Шрифт:
— А по наущенью. Не иначе. Симка в работниках у Михаила Мышкова с малых лет. В мальчиках на побегушках и при магазине. Потом скот забивал, «бойцом», значит. Служил и дворником, и сторожем, и экономом, и кучером у Михаила Мышкова на фаэтоне. Кормил его Мышков густо, позволял баб-сезонниц обижать, прикрывал его грехи подсудные. Одевал у портного, не как иную дворовую челядь... Может, и неспроста ценил он так этого выпоротка, — сказал, точно спросил Костю. — Поговаривали насчет той полудурки. Ну, в общем-то, не полудурка она была в девках-то, а расписная краля. Потом это язык пошел заплетаться.
— Наговорят, — отозвался Костя, с усилием мигая слипающимися глазами. — Людей только слушай...

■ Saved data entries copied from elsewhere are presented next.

Issue #1284, opened 2019-01-14
ADMINISTRATIVE: CONTRIBUTING.rst & docstring of tasks/update_embedded.py appear out of date


bskinn:
[CONTRIBUTING.rst currently says](https://github.com/pypa/virtualenv/blob/59a5ab8ce460de950f97ffba8e1af6d79d530aa9/CONTRIBUTING.rst):

> * All changes to files inside `virtualenv_embedded` should be integrated to `virtualenv.py` with `bin/rebuild-script.py`.

If I read the project tree correctly, though, that update script is now [`tasks\update_embedded.py`](https://github.com/pypa/virtualenv/blob/59a5ab8ce460de950f97ffba8e1af6d79d530aa9/tasks/update_embedded.py).  As well, the script [docstring](https://github.com/pypa/virtualenv/blob/59a5ab8ce460de950f97ffba8e1af6d79d530aa9/tasks/update_embedded.py#L3) appears to be incorrect, as `virtualenv.py` is now updated from `virtualenv_embedded`, not `virtualenv_support`.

— Ну, может, и наговорят, — согласился, сопнув шумно, Шаховкин. — Только скажу, что служил Симка хозяину, как преданная собака. Один, раз прохожанин-мужик спер в конюшне на хуторе прямо с лошади из-под седла потники... Догнал его Симка в трех верстах. Не знаю, жив ли сейчас тот прохожанин... Только, говорят, уползал по дороге на животе.
Он оглянулся на гул, доносившийся из угла трактира, мотнул головой:
— Мужики гомозятся, бавкают, что собаки. А потому как приехали в кооперацию. Прослышали, будто заготовки завезли. А заготовок... Кончились тут же.
Шаховкин сунул к носу Кости фигу из пальцев.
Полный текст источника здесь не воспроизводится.